Anodizing is a process used to increase the thickness of the natural oxide layer on the outer layer of metal parts. The process is called anodizing because the part that will be treated, forms the anode electrode of an electrical circuit. Anodizing increases resistance to corrosion and wear, and allows paint primers better adhesion, and glues better than the bare metal. Anodic films can also be used for a number of cosmetic effects, either with thick porous coatings that can absorb dyes or with thin transparent coatings that add interference effects to reflected light.

Much of the metal around us is anodized. It’s a popular treatment for metals like aluminum and titanium, that makes the materials both great looking and protects them from day-to-day treatment.

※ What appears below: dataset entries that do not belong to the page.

PR #167, opened 2023-12-19
contracts-core: verifier: batch verification

akirillo:
This PR implements batch verification in the verifier as it is done in [Jellyfish](https://github.com/renegade-fi/mpc-jellyfish/blob/main/plonk/src/proof_system/verifier.rs#L199), namely by extending the final pairing check to be over a random linear combination of the G1 elements each verification instance produces for its respective final pairing check.

Additionally, this extends the Jellyfish implementation by batch-inverting the Lagrange bases across all verification instances in the batch.

**Testing:**
Unit tests for verification pass. While the verifier contract has been adapted to this interface, it is not yet tested - this will be done in the subsequent PR.

### DIFF
--- a/contracts-core/src/verifier/mod.rs
+++ b/contracts-core/src/verifier/mod.rs
@@ -6,7 +6,7 @@
 pub mod errors;
 
 use alloc::{vec, vec::Vec};
-use ark_ff::{batch_inversion_and_mul, FftField, Field, One, Zero};
+use ark_ff::{batch_inversion, FftField, Field, One, Zero};
 use common::{
     backends::{G1ArithmeticBackend, HashBackend},
     constants::NUM_WIRE_TYPES,
@@ -50,9 +50,10 @@ impl<G: G1ArithmeticBackend, H: HashBackend> Verifier<G, H> {
 
         let num_proofs = proofs.len();
 
-        let mut g1_lhs_elems = Vec::with_capacity(num_proofs);
-        let mut g1_rhs_elems = Vec::with_capacity(num_proofs);
-        let mut final_challenges = Vec::with_capacity(num_proofs);
+        let mut challenges_batch = Vec::with_capacity(num_proofs);
+        let mut zero_poly_evals_batch = Vec::with_capacity(num_proofs);
+        let mut domain_elements_batch = Vec::with_capacity(num_proofs);
+        let mut lagrange_bases_batch = Vec::with_capacity(num_proofs);
 
         for ((vkey, proof), public_inputs) in
             vkeys.iter().zip(proofs.iter()).zip(public_inputs.iter())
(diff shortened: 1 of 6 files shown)


contracts-core/src/verifier/mod.rs
```diff
@@ -413,29 +440,29 @@ impl<G: G1ArithmeticBackend, H: HashBackend> Verifier<G, H> {
...
 
-    /// Batch validate all evaluations
-    fn step_12(
-        &mut self,
+    /// Compute G1 elements to be used in the final pairing check
+    /// for the given proof.
+    ///
+    /// This is the final G1 arithmetic done in step 12 of the verifier algorithm
+    /// before the pairing check.
+    fn step_12_part_1(
```
akirillo, line 496: I'm not sure how I feel about `step_12_part_1` and `step_12_part_2` as function names, since by this point, we've deviated from the original Plonk paper. I can rename these two functions to be more representative of what they accomplish, but that might mean also doing so for the rest of the `step_*` functions...

contracts-core/src/verifier/mod.rs
```diff
@@ -5,115 +5,164 @@
...
 };
 use core::{marker::PhantomData, result::Result};
 
-use crate::transcript::Transcript;
+use crate::transcript::{serialize_scalars_for_transcript, Transcript};
 
 use self::errors::VerifierError;
 
-/// The verifier struct, which encapsulates the verification key, transcript, and backend for elliptic curve arithmetic.
+/// The verifier struct, which is colored by the backends used for elliptic curve arithmetic and hashing.
```
joeykraut: Can we change the wording here? Maybe "defined generically over EC arithmetic and hashing backends", "colored" is ambiguous, esp in rust terms

contracts-core/src/verifier/mod.rs
```diff
@@ -5,115 +5,164 @@
...
 
-        self.step_3(public_inputs, &vkey)?;
+        let mut challenges_batch = Vec::with_capacity(num_proofs);
+        let mut zero_poly_evals_batch = Vec::with_capacity(num_proofs);
+        let mut domain_elements_batch = Vec::with_capacity(num_proofs);
+        let mut lagrange_bases_batch = Vec::with_capacity(num_proofs);
 
-        let challenges = self.step_4(&vkey, proof, public_inputs, extra_transcript_init_message)?;
+        for ((vkey, proof), public_inputs) in
+            vkeys.iter().zip(proofs.iter()).zip(public_inputs.iter())
```
joeykraut: You can use [`izip`](https://docs.rs/itertools/latest/itertools/macro.izip.html) to make this iterator cleaner

contracts-core/src/verifier/mod.rs
```diff
@@ -5,115 +5,164 @@
...
+                ScalarField::get_root_of_unity(vkey.n).ok_or(VerifierError::InvalidInputs)?;
+
+            let zero_poly_eval = Self::step_5(domain_size, &challenges);
+
+            // Precompute Lagrange bases (zeta^n - 1)/(n*(zeta - omega_i)) using Montgomery's batch inversion trick
+            let mut domain_elements: Vec<ScalarField> = Vec::with_capacity(public_inputs.len());
+            domain_elements.push(ScalarField::one());
+            for i in 0..public_inputs.len() - 1 {
+                domain_elements.push(domain_elements[i] * omega);
+            }
```
joeykraut: A suggested optimization, these can certainly be re-used across proofs. I.e. we do:
1. Let `m = max(vkeys[0].n, ..., vkeys[k].n)`
2. Compute the evaluation domain for a circuit of size `m.next_power_of_two()`
3. For each circuit thereafter, we can subsample the correctly sized evaluation domain from this larger one, noting that the `n`th roots of unity also contain all the `n/2`th roots of unity

Certainly this optimization is only worth it at some cost profile, and should probably be in a follow-up if we choose to take it.

contracts-core/src/verifier/mod.rs
```diff
@@ -5,115 +5,164 @@
...
-            self.vkey.n
-        } else {
-            self.vkey
-                .n
-                .checked_next_power_of_two()
-                .ok_or(VerifierError::InvalidInputs)?
-        };
-        let omega =
-            ScalarField::get_root_of_unity(self.vkey.n).ok_or(VerifierError::InvalidInputs)?;
+        batch_inversion(&mut lagrange_bases_batch);
```
joeykraut: I'd break everything above this point into a helper method, this function is quite long

contracts-core/src/verifier/mod.rs
```diff
@@ -5,115 +5,164 @@
...
-        let mut domain_elements: Vec<ScalarField> = Vec::with_capacity(public_inputs.len());
-        domain_elements.push(ScalarField::one());
-        for i in 0..public_inputs.len() - 1 {
-            domain_elements.push(domain_elements[i] * omega);
-        }
+        for (i, ((vkey, proof), public_inputs)) in vkeys
+            .iter()
+            .zip(proofs.iter())
+            .zip(public_inputs.iter())
+            .enumerate()
```
joeykraut: `izip` here as well would be simpler

contracts-core/src/verifier/mod.rs
```diff
@@ -5,115 +5,164 @@
...
+        {
+            let challenges = &challenges_batch[i];
+            let zero_poly_eval = zero_poly_evals_batch[i];
+            let domain_elements = &domain_elements_batch[i];
+            let lagrange_bases: Vec<ScalarField> = lagrange_bases_batch
+                [lagrange_bases_cursor..lagrange_bases_cursor + public_inputs.len()]
+                .iter()
+                .map(|l| l * &zero_poly_eval)
+                .collect();
```
joeykraut: I'd break this up into two statements for simplicity, with a good variable name in between

contracts-core/src/verifier/mod.rs
joeykraut: I think the current naming is fine, from the reader's perspective it makes most sense this way

contracts-core/src/verifier/mod.rs
```diff
@@ -445,19 +472,63 @@ impl<G: G1ArithmeticBackend, H: HashBackend> Verifier<G, H> {
...
+    /// Compute the final pairing check for a batch of proofs.
+    ///
+    /// For the verification of a single proof, we do a pairing check of the form:
+    /// e(A, [x]2) == e(B, [1]2)
+    ///
+    /// Now, for batch verification over `m` proofs, we extend the pairing check to the following:
+    /// e(A0 + ... + r^{m-1} * Am, [x]2) = e(B0 + ... + r^{m-1} * Bm, [1]2)
+    ///
+    /// By the Schwartz-Zippel lemma, for a random `r`, this check will succeed with overwhelming
+    /// probability if and only if the individual pairing checks do.
```
joeykraut, line 536: Can we add a code link and properly attribute `jellyfish` here?

joeykraut (approved):
lgtm overall, have some suggestions to improve the readability, given the system-critical nature of this code

contracts-core/src/verifier/mod.rs
akirillo: I'd rather not include itertools as a dependency to mitigate binary size

contracts-core/src/verifier/mod.rs
akirillo: I err on the side of minimizing binary size as above

contracts-core/src/verifier/mod.rs
akirillo: I like this idea, and the cost should be pretty tame, I think - all w have to do is calculate the m-th root of unity and maintain a potentially-growing list of sampled domain elements as we go through each proof.

I'll leave this for a follow-up

contracts-core/src/verifier/mod.rs
akirillo: I err on the side of minimizing binary size as above

contracts-core/src/verifier/mod.rs
akirillo: Took a stab at this, also bringing in the batch inversion changes in #168. The function is still, deliberately, a bit long, as I want it to be read as a progression through the steps. That said, I've taken a lot of the auxiliary logic that is not directly part of the steps out into helpers

PR #168, opened 2023-12-20
contracts-stylus: darkpool: adapt to batch verification interface

akirillo:
This PR changes the darkpool contract to reflect the batch verification process. This means that verification keys, proofs, and public inputs passed to the verifier contract are expected to be contained in vectors representing the batches. This changes some assumptions about the calldata serialization for external darkpool methods, e.g. the proof submitted to `new_wallet` is expected to be the serialization of a single-element vector containing the proof, and the vkeys contract returns the serializations of vectors containing the verification keys, etc. These changes are all documented in code comments.

**Improvements:**
As a result of these changes, `process_match_settle` takes 9,202,379 gas, costing us $2.02. `update_wallet` takes 3,832,898 gas, costing $0.84, i.e. it is unchanged (technically, a bit cheaper)

**Testing:**
Integration tests invoking verification pass. Arbitrum client integration tests in the relayer repo may pass due to verification being disabled, but the client has not been updated to reflect these interface changes.


contracts-core/src/verifier/mod.rs
```diff
@@ -42,21 +42,25 @@ impl<G: G1ArithmeticBackend, H: HashBackend> Verifier<G, H> {
...
         let mut domain_elements_batch = Vec::with_capacity(num_proofs);
-        let mut lagrange_bases_batch = Vec::with_capacity(num_proofs);
+        let mut all_lagrange_bases = Vec::with_capacity(num_proofs);
 
-        for ((vkey, proof), public_inputs) in
-            vkeys.iter().zip(proofs.iter()).zip(public_inputs.iter())
+        for ((vkey, proof), public_inputs) in vkey_batch
+            .iter()
+            .zip(proof_batch.iter())
+            .zip(public_inputs_batch.iter())
```
joeykraut: I think that this is in #167 as well, but `izip` would be nice for simplicity here, same below as well

PR #171, opened 2023-12-22
contracts-stylus: verifier: `verify` & `verify_match_settle` methods on verifier contract

akirillo:
This PR changes the verifier contract from a minimal stylus entrypoint (no ABI, one external method) to a full contract exposing separate methods for single-proof verification, and verification of the `process_match_settle` proofs (in an application-specific way, i.e. expecting the exact number of verification keys / proofs / public inputs).

The application-specific structure here lets us avoid some considerable serialization overhead, the impact of which is outlined below.

As a part of this PR, in order to get both the verifier and the darkpool to fit within the binary size limit, I had to make some miscellaneous changes. In the verifier, this meant replacing a lot of iterator methods with for loops + indexing, and in the darkpool, this meant changing the vkeys contract to return the `VALID COMMITMENTS`, `VALID REBLIND`, & `VALID MATCH SETTLE` verification keys in a single function call, which is also more efficient due to less static call overhead.

**Improvements:**
As a result, `process_match_settle` now takes 9,174,764 gas, i.e. $2.02. `update_wallet` comes in at $0.84, a slight improvement.

**Testing:**
`new_wallet`, `update_wallet`, `process_match_settle`, & `verifier` tests all pass.


Cargo.toml
```diff
@@ -57,7 +57,7 @@ incremental = false      # no incremental builds
 inherits = "dev"
 codegen-units = 1   # prefer efficiency to compile time
 panic = "abort"     # use simple panics
-opt-level = "z"     # optimize for size ("s" may also work)
+opt-level = 3       # optimize for size ("s" may also work)
```
joeykraut: comment here is out of date

contracts-stylus/src/contracts/verifier.rs
```diff
@@ -1,51 +1,55 @@
...
-        .collect::<Vec<_>>();
-
-    let mut verifier = Verifier::<PrecompileG1ArithmeticBackend, StylusHasher>::default();
-
-    let result = verifier
-        .verify(&vkey_batch, &proof_batch, &public_inputs_batch)
-        .unwrap();
-
-    Ok(vec![result as u8])
+#[external]
```
joeykraut, line 15: super clean

joeykraut (approved):

PR #174, opened 2023-12-28
contracts-core: verifier: scaffold type & interface changes for proof linking

akirillo:
This PR makes the interface changes necessary for proof linking, namely:
1. Create a `LinkingProof` struct containing the information necessary for proving correct input linking, and a `LinkingVerificationKey` struct containing preprocessed information used for verifying a linking proof
2. Break out separate `verify` and application-specific `verify_match_bundle` methods on the `Verifier` struct - this makes downstream implementation of proof linking much more straightforward than in the generic case

**Testing:**
Unit tests for verification pass


common/src/types.rs
```diff
@@ -24,12 +24,14 @@ pub type MontFp256<P> = Fp256<MontBackend<P, NUM_U64S_FELT>>;
...
 #[serde_as]
-#[derive(Clone, Copy, Serialize, Deserialize)]
+#[derive(Clone, Copy, Serialize, Deserialize, Debug)]
 pub struct VerificationKey {
     /// The number of gates in the circuit
     pub n: u64,
     /// The number of public inputs to the circuit
     pub l: u64,
+    /// The number of linked inputs in the circuit
+    pub num_linked_inputs: u64,
```
joeykraut: A general point, we don't just have one domain linked per proof. How does this capture that one to many relationship?

Perhaps an argument for moving out of the verification key, but up to you

common/src/types.rs
```diff
@@ -63,12 +65,18 @@ pub struct Proof {
     /// The commitments to the split quotient polynomials
     #[serde_as(as = "[G1AffineDef; NUM_WIRE_TYPES]")]
     pub quotient_comms: [G1Affine; NUM_WIRE_TYPES],
+    /// The commitment to the linking quotient polynomial
+    #[serde_as(as = "G1AffineDef")]
+    pub linking_quotient_comm: G1Affine,
```
joeykraut: Same meta point here: some proofs will not have a link some will have many. This doesn't seem to capture that.

More broadly I think we should remove this field from the `Proof` structure regardless of the decision to include/remove parameterizations in the vkey. The proof here is of a _different_ protocol, and we should highlight that with a different type. I think it's okay to add `commitments_reblind_link_proof`-esque arguments to the interface. Verbosity isn't a dirty interface on it's own!

Doing so also provides a way to very simply represent the one-to-many relationship between proofs and links.

contracts-core/src/verifier/mod.rs
```diff
@@ -34,17 +34,69 @@ impl<G: G1ArithmeticBackend, H: HashBackend> Default for Verifier<G, H> {
...
+        proof: &Proof,
+        public_inputs: &PublicInputs,
+    ) -> Result<bool, VerifierError> {
+        // Steps 1 & 2 of the verifier algorithm are assumed to be completed by this point,
+        // by virtue of the type system. I.e., the proof should be deserialized in a manner such that
+        // elements not in the scalar field, and points not in G1, would cause a panic.
+
+        Self::step_3(public_inputs, vkey)?;
+
+        let challenges = Self::step_4(vkey, proof, public_inputs)?;
```
joeykraut, line 54: this doesn't look like it actually changed, let me know if it needs review.

common/src/types.rs
joeykraut: We also need some way to represent the *indices* at which the proof is linked, it does not begin at zero

contracts-core/src/verifier/mod.rs
akirillo: Correct, doesn't need review

common/src/constants.rs
```diff
@@ -12,6 +12,11 @@ pub const NUM_WIRE_TYPES: usize = 5;
 /// The number of selectors in the circuit
 pub const NUM_SELECTORS: usize = 13;
 
+/// The number of proofs in a match bundle
+pub const NUM_MATCH_PROOFS: usize = 5;
+/// The number of circuits in a match bundle
+pub const NUM_CIRCUITS: usize = 3;
```
joeykraut, line 18: nit: maybe `NUM_MATCH_CIRCUITS`, the current name gives a sense of a more general meaning

common/src/types.rs
```diff
@@ -50,9 +50,50 @@ pub struct VerificationKey {
     pub x_h: G2Affine,
 }
 
+/// The Plonk verification keys used when verifying the matching of a trade
```
joeykraut: nit: 
```suggestion
/// The Plonk verification keys used when verifying the match and settlement of a trade
```

common/src/types.rs
```diff
@@ -50,9 +50,50 @@ pub struct VerificationKey {
...
+    /// The number of linked inputs, equivalently the size of the subdomain
+    link_group_size: usize,
+}
+
+/// The linking verification keys used when verifying the matching of a trade
+#[derive(Serialize, Deserialize, Default)]
+pub struct MatchLinkingVkeys {
+    /// The verification key for the
+    /// `PARTY 0 VALID COMMITMENTS` <-> `PARTY 0 VALID REBLIND` link
+    pub party_0_valid_commitments_valid_reblind_linking_vkey: LinkingVerificationKey,
```
joeykraut: this is not going to be different between party 0 and party 1, the only one that is different is the link into `VALID MATCH SETTLE` of the two parties' `VALID COMMITMENTS` proof

we should also shorten these names.

common/src/types.rs
```diff
@@ -80,6 +121,51 @@ pub struct Proof {
...
+    pub linking_poly_opening: G1Affine,
+}
+
+/// The linking proofs used to ensure input consistency
+/// between the `MatchProofs`
+#[derive(Serialize, Deserialize, Default)]
+pub struct MatchLinkingProofs {
+    /// The proof of linked inputs between
+    /// `PARTY 0 VALID COMMITMENTS` <-> `PARTY 0 VALID REBLIND`
+    pub party_0_valid_commitments_valid_reblind_linking_proof: LinkingProof,
```
joeykraut: nit: i'd shorten these names too, it's pretty verbose, maybe `valid_reblind_commitments0`? The fact that it's a link proof is implied by its container

joeykraut (approved):
a few nits, though the abstractions look really good to me

common/src/constants.rs
akirillo: i make this change in a later PR haha

common/src/types.rs
akirillo: Yup, I dedupe in a later PR, lol
But ack on shortening names

PR #175, opened 2023-12-30
contracts-core: verifier: batch-verify linking proofs in `verify_match`

akirillo:
This PR implements the verification algorithm for linking proofs, and batch-verifies all of the linking proofs in a match alongside the associated Plonk proofs.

While it might seem like a form of painting, it’s actually a very different and very interesting process. Anodizing changes the microscopic texture of the surface and changes the crystal structure of the metal near the surface. Thick coatings are normally porous, so a sealing process is often needed to achieve corrosion resistance. Anodized aluminium surfaces, for example, are harder than aluminium but have low to moderate wear resistance that can be improved with increasing thickness or by applying suitable sealing substances. Anodic films are generally much stronger and more adherent than most types of paint and metal plating, but also more brittle. This makes them less likely to crack and peel from aging and wear, but more susceptible to cracking from thermal stress.

In addition to aluminum and titanium, other anodized metals are tantalum, zinc, and magnesium. For example, Apple’s MacBook Pro is anodized aluminum, as are the iPod nano and iPod shuffle. And if you’re a student of the history of mountain biking then you must be familiar with anodizing, such as the Ringle stem above, which is famous for its use of “3D violet”. And if you are a car lover you’ve surely seen high-end, aftermarket car wheels which utilize anodized magnesium, which is lightweight, super strong, and stands up well to the tough conditions encountered when so close to the payment.